Cost: From a $15 piece of pottery to an $8,000 bronze, with many paintings in the $100-$200 range.
10 a.m-3 p.m. Mondays-Saturdays and by appointment. 9978 Commerce St. (U.S. 27), Summerville. 706-506-2404, www.facebook.com/summervillevisiongallery.
Folk America Gallery
What you'll find: Larry and Jane Schlachter carry works by more than 50 folk artists at their gallery in a converted 1935 red-brick farmhouse that launched in conjunction with the reopening of Paradise Garden in 2012. The greats of 20th century Southern folk, almost all now deceased, are are well represented, including Mose Tolliver, Jimmy Lee Sudduth and Mary T. Smith.
Finster connection: Larry was a collector and compadre of the folk artist for the last 15 years of his life, and his gallery boasts one of the biggest collections of Finster works for sale in the South. All phases of the artist's production — from his early wood-crafted doll furniture and clock cases to one-of-a-kind paintings to mass-produced figurative wood cutouts and prints — are displayed.
Cost: Cutout Finster shelf pieces: $400-$800. One-of-a-kind paintings: $2,000-$8,500.

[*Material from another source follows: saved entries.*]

PR #1252, opened 2024-01-22
Improve parameter editor

### LINKED ISSUE #967: The parameter input box does not parse strings with commas or currency symbols

### LINKED ISSUE #1214: X'ing out the date in the policy parameter editor pages displays "invalid date" and "NaN" throughout the calendar component
This happens after you press the X button on the right side of the date input component:

Screen Shot 2024-01-18 at 11 29 57 PM

### LINKED ISSUE #1240: The parameter editing model is ill-defined in some cases
Any parameter is a step function from Date -> Value. A canonical representation of a parameter is provided below:

```
{
    "2013-01-01": 1000,
    "2018-01-01": 1400,
    "2022-01-01": 1500,
    "2023-01-01": 1600,
    "2024-01-01": 1700,
    "2026-01-01": 1000
}
```

The interpretation of the representation is that the parameter equals
- `1000` in the interval `["2013-01-01", "2018-01-01")`
- `1400` in the interval `["2018-01-01", "2022-01-01")`
- ...
- `1000` in the interval `["2026-01-01", inf)`
The parameter is undefined in `(-inf, "2013-01-01")`.

In the parameter editor, we allow the user to modify a parameter by specifying a new value for a chosen interval. For the parameter in our example, such an edit is ok if the interval intersects `["2013-01-01", inf)`. However, let's say that the user specifies the value `500` for `["2010-01-01", "2011-12-31"]`. Now the parameter must be defined for `["2010-01-01", "2011-12-31"]`, then undefined for `["2012-01-01", "2013-01-01")`, and then defined for `["2013-01-01", inf)`. This new parameter cannot be represented in the canonical form. Currently, we ignore the right endpoint of the user-specified interval, i.e., `"2011-12-31"`, and decide that the new parameter is given by:

```
{
    "2010-01-01": 500,
    "2013-01-01": 1000,
    "2018-01-01": 1400,
    "2022-01-01": 1500,
    "2023-01-01": 1600,
    "2024-01-01": 1700,
    "2026-01-01": 1000
}
```

There are two possible fixes for this error:
1. Enforce that each parameter is defined from `(-inf, inf)` at all times, perhaps by adding a mandatory entry of the form `"-inf": value` in each parameter.
2. Do not allow an edit to modify a region before the earliest point of definition, `"2013-01-01"` in the example.

### LINKED ISSUE #1241: Place `Current law` before `Reform` in policy parameter legend
Would be more natural imo

image

### LINKED ISSUE #1242: Use reform name in policy parameter chart
Instead of "Reform"

image

### LINKED ISSUE #1262: Change dashing and order of current law / reform parameter lines
| Attribute | Current | Requested |
| - | - | - |
| Current law line| Dashed | Solid |
| Reform line | Solid | Dashed |
| Top line | Current law | Reform |

image

### LINKED ISSUE #1275: The input field in the policy calculator is inaccessible
Take [this example](https://policyengine.org/us/policy?focus=gov.irs.income.bracket.rates.2). Type `13` in the field and press enter. The graph updates correctly, but the input field erroneously deletes the text to show a placeholder text `13%` instead. To edit the value to `13.5`, you must type `13.5` instead of appending `.5` to an existing `13`.

### LINKED ISSUE #1285: I can't move to a different parameter before entering the value for the current parameter
## Steps

1. Go to [this parameter](https://policyengine.org/us/policy?focus=gov.irs.income.bracket.thresholds.1.JOINT&region=us&timePeriod=2024&baseline=2).
2. Type a new value.
3. While the focus is on the input field, click on a different parameter in the left panel, e.g., `SEPARATE`.

The app momentarily goes to the page for the new parameter but returns immediately to the current parameter.

## Cause

Clicking on the parameter name in the left panel creates two events -- the blur event for the input field and the click event for the new parameter. The event handlers for these events try to change the URL but the blur event handler wins.

## Suggested fix

Don't change the URL on blur.

abhcs:
## Description

- We fix #1240 by
  - reducing the default range for the date picker in `ParameterEditor` to the current year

10 a.m.-6 p.m. Saturday-Sunday on Finster Fest weekend, otherwise by appointment. 12135 U.S. 27, Summerville. 706-857-8095, www.folkamerica.net.
Trade Days
What you'll find: A twice-weekly flea market sprawling across an 8-acre gravel lot two miles north of downtown, Trade Days has been providing the thrill of the hunt since 1976. This everything-including-the-kitchen-sink roadside sale started after three dealers who had lost their site in nearby Trion approached Jane Schlachter for permission to set up in her antique store parking lot. Now as many as 300 dealers from a 100-mile radius show up to sell just about anything you could imagine when the weather is nice for the Tuesday market. Saturdays are less busy because there are more competing markets on weekends.
What you'll find: Rusty tools, live chickens, fresh eggs in myriad shades including green, just-picked produce, Nintendo games and VHS tapes, rugs and carpet remnants, handmade leather goods, naked Barbie dolls and vintage toys, cleaning supplies, pocket-knives, rods and reels, mid-century furniture, cast iron skillets …
People-watching, too: "All kinds of people come here, from the salt of the earth who barely have a dollar to millionaires," Schlachter said. "Everyone's looking for a deal."
Sunup to around lunchtime, Tuesdays and Saturdays. 12071 U.S. 27, Summerville. 706-857-8095.